Grenchen
Verheerende Feuerwalze vernichtete Kirchturm vor 150 Jahren – war es Brandstiftung?

Vor genau 150 zerstörte ein Grossbrand in Grenchen mehrere Häuser und den Kirchturm. Ein ungünstiger Wind trieb das Feuer die Kirchstrasse hinab. Die Brandursache ist bis heute unklar – doch es gibt Vermutungen.

Rainer W. Walter
Merken
Drucken
Teilen
Der wieder aufgebaute Kirchturm gefiel nicht allen. Später wurde die Haube verkürzt.

Der wieder aufgebaute Kirchturm gefiel nicht allen. Später wurde die Haube verkürzt.

Archiv Rainer W. Walter

Es geschah am 14, Mai des Jahres 1868. Die Uhr am Kirchturm zeigte ein letztes Mal die Zeit 16.30 Uhr, als im Strohhaus des Anton Schild Feuer ausbrach. Anton Schild war Besitzer der Garnbuchi, der in seinem Anwesen eine Lehrwerkstatt für angehende Uhrmacher und Uhrmacherinnen einrichtete. Damit war er ein Pionier der Grenchner Uhrenproduktion. Sein Sohn Urs Schild gründete 1856 die ETA.

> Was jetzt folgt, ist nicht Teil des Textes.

PR #723, opened 2019-04-07
enhanced styles for allocations app

stellarmagnet:
I updated the styles and made the page responsive.

### DIFF
--- a/apps/allocations/app/components/Card/Account.js
+++ b/apps/allocations/app/components/Card/Account.js
@@ -71,7 +71,8 @@ const Account = ({
             {' ' + BigNumber(balance)
               .div(ETH_DECIMALS)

Doch zurück zum Brand. Ein unglaublich starker Bergwind trug das Feuer mit grosser Schnelligkeit die Kirchstrasse hinab der Kirche zu. Auf seinem Weg setzte die Feuerwalze die Häuser von Oberrichter Gast, Clemenz Güggi, Franz Gast und Eusebius Luterbacher in Brand. Diese fünf Häuser brannten bis auf die Grundmauern nieder. Das Feuer erreichte die Kirche und vernichtete den Turm. Die Kirche selber konnte dank des Einsatzes der Feuerwehr gerettet werden. Der Turmhahn fiel in den Garten der Familie Schild-Rust.

Spontane Hilfe aus Biel

An der Löscharbeit waren mehrere Feuerwehren mit mehr als 20 Spritzen beteiligt. Mehrere Feuerwehrmannschaften auch aus den benachbarten Gemeinden eilten zu Hilfe. Besonders erwähnt werden in der Chronik die Männer des Brandkorps aus Biel. Als diese hörten, dass in Grenchen ein grosser Brand ausgebrochen sei, organisierten sie einen Extrazug und kamen den Grenchnern zu Hilfe. Man stelle sich das vor! Es scheint sich zu bewahrheiten, dass in der Vergangenheit etliches rascher und unbürokratischer erledigt werden konnte.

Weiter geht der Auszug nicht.